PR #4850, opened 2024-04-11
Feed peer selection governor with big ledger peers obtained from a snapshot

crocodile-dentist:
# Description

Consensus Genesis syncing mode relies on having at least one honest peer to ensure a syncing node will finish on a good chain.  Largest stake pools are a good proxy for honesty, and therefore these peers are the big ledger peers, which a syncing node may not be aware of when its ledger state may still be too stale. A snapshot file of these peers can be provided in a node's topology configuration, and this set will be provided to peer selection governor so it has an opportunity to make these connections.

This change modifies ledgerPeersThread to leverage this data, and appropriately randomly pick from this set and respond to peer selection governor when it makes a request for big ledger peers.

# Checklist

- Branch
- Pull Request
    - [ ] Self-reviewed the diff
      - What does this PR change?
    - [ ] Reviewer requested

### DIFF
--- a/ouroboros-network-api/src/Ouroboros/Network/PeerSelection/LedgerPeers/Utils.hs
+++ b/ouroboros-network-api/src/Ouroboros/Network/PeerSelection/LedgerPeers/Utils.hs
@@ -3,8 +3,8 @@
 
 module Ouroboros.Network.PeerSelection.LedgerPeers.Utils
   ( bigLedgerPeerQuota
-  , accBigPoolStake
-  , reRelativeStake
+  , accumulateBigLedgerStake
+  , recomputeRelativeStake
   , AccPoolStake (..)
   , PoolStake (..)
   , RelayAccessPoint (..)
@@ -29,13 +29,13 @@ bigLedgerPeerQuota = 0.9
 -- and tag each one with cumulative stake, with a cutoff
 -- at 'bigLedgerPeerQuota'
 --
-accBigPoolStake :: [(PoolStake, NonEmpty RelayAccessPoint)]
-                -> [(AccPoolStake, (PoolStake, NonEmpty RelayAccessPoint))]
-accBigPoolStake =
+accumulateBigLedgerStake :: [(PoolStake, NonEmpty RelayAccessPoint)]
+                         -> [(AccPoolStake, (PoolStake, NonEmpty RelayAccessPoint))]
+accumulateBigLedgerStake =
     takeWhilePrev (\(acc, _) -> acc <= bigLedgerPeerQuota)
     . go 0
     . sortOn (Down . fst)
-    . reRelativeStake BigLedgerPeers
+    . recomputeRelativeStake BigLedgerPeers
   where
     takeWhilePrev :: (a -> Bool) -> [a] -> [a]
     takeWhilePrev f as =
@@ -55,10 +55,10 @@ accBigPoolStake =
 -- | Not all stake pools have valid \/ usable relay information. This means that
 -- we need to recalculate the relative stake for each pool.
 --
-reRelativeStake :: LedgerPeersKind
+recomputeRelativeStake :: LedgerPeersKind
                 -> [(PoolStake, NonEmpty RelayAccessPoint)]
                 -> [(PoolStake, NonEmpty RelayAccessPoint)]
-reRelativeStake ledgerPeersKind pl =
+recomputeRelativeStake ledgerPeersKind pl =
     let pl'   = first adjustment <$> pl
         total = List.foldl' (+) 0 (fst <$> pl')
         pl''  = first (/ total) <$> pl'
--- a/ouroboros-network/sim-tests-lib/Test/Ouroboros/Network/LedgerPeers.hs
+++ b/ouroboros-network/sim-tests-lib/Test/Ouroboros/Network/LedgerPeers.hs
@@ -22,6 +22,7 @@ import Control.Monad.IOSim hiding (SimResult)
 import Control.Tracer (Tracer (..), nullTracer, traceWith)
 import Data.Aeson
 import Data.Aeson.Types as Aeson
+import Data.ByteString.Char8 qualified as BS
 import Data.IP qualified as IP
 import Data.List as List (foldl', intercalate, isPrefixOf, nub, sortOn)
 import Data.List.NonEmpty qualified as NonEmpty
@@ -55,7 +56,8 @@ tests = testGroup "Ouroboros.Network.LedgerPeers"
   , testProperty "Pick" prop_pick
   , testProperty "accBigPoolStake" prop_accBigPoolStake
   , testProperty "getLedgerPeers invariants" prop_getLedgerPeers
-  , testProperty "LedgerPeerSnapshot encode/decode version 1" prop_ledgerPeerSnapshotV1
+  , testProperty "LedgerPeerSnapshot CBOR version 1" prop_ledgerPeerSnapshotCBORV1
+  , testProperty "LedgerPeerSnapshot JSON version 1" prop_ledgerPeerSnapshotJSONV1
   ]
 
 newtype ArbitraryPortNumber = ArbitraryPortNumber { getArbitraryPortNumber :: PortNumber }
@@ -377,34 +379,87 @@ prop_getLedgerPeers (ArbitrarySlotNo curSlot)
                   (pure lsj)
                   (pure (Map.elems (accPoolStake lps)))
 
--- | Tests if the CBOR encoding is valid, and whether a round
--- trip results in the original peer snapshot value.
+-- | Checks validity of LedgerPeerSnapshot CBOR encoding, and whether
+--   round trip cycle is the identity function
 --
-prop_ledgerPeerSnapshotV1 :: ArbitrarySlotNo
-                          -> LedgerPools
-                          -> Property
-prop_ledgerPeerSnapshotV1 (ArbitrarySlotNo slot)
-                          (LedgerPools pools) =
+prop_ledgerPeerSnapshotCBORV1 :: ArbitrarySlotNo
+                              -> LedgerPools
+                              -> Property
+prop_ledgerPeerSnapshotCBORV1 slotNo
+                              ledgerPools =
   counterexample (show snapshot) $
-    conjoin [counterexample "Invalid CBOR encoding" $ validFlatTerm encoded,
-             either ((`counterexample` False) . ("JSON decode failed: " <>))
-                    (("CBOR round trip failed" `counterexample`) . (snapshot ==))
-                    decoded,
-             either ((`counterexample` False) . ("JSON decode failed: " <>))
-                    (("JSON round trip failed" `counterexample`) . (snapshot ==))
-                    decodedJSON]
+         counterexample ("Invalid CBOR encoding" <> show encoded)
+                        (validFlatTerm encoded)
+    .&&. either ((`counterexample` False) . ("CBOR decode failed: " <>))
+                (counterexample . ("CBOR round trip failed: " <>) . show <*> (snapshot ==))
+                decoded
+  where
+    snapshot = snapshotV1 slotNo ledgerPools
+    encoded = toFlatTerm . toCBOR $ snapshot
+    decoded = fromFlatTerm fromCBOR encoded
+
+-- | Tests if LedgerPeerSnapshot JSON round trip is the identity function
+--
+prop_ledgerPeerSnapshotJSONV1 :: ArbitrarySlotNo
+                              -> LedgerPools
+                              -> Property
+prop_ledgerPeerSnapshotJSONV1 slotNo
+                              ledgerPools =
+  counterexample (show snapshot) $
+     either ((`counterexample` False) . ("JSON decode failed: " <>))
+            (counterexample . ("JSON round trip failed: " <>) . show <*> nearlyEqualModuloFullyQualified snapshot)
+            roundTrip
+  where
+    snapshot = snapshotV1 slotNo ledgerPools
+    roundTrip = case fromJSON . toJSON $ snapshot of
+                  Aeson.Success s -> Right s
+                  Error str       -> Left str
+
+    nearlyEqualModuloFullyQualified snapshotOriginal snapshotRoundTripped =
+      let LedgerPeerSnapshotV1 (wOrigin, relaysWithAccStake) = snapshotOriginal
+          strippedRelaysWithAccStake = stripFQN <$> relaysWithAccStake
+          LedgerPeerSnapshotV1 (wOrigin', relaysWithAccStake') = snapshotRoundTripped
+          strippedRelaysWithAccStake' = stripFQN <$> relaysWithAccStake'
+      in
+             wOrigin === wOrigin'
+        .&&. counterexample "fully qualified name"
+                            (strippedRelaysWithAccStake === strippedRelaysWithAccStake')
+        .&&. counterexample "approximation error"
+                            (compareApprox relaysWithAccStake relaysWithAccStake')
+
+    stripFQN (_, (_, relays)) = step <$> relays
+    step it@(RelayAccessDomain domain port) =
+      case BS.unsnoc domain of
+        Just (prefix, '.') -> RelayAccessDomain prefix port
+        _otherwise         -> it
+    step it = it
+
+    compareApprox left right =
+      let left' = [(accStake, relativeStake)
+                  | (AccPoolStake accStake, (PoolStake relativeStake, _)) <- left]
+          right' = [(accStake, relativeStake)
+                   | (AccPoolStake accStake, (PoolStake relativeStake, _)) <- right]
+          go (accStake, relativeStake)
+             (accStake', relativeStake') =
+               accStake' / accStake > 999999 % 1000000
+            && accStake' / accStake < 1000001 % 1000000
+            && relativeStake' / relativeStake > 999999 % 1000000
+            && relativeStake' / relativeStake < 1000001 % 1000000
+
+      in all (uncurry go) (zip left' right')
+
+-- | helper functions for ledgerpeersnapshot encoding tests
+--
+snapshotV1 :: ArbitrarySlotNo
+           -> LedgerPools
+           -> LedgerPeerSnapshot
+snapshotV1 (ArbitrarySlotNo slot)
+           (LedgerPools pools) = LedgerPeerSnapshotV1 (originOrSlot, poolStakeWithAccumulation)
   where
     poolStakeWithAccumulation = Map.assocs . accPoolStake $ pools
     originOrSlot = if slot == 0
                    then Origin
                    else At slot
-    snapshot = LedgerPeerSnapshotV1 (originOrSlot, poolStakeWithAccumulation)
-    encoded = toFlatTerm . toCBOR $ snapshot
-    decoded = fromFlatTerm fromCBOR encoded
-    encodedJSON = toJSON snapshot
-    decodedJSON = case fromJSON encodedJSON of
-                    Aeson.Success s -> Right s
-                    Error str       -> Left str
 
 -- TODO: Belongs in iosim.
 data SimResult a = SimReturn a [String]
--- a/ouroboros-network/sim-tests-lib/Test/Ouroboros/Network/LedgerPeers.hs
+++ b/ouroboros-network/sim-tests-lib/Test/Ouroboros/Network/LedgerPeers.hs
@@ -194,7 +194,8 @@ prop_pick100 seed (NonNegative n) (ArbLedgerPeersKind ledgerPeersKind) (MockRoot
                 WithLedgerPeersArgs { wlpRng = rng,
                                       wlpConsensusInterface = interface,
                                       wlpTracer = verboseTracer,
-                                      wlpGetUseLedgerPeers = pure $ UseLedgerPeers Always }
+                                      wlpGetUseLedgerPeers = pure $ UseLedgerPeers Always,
━━━━━━━━━━
Write out the lines of the entries, word for word, from the first through the one containing "-- and tag each", and stop at that line.

> Result for this exercise:
PR #4850, opened 2024-04-11
Feed peer selection governor with big ledger peers obtained from a snapshot

crocodile-dentist:
# Description

Consensus Genesis syncing mode relies on having at least one honest peer to ensure a syncing node will finish on a good chain.  Largest stake pools are a good proxy for honesty, and therefore these peers are the big ledger peers, which a syncing node may not be aware of when its ledger state may still be too stale. A snapshot file of these peers can be provided in a node's topology configuration, and this set will be provided to peer selection governor so it has an opportunity to make these connections.

This change modifies ledgerPeersThread to leverage this data, and appropriately randomly pick from this set and respond to peer selection governor when it makes a request for big ledger peers.

# Checklist

- Branch
- Pull Request
    - [ ] Self-reviewed the diff
      - What does this PR change?
    - [ ] Reviewer requested

### DIFF
--- a/ouroboros-network-api/src/Ouroboros/Network/PeerSelection/LedgerPeers/Utils.hs
+++ b/ouroboros-network-api/src/Ouroboros/Network/PeerSelection/LedgerPeers/Utils.hs
@@ -3,8 +3,8 @@
 
 module Ouroboros.Network.PeerSelection.LedgerPeers.Utils
   ( bigLedgerPeerQuota
-  , accBigPoolStake
-  , reRelativeStake
+  , accumulateBigLedgerStake
+  , recomputeRelativeStake
   , AccPoolStake (..)
   , PoolStake (..)
   , RelayAccessPoint (..)
@@ -29,13 +29,13 @@ bigLedgerPeerQuota = 0.9
 -- and tag each one with cumulative stake, with a cutoff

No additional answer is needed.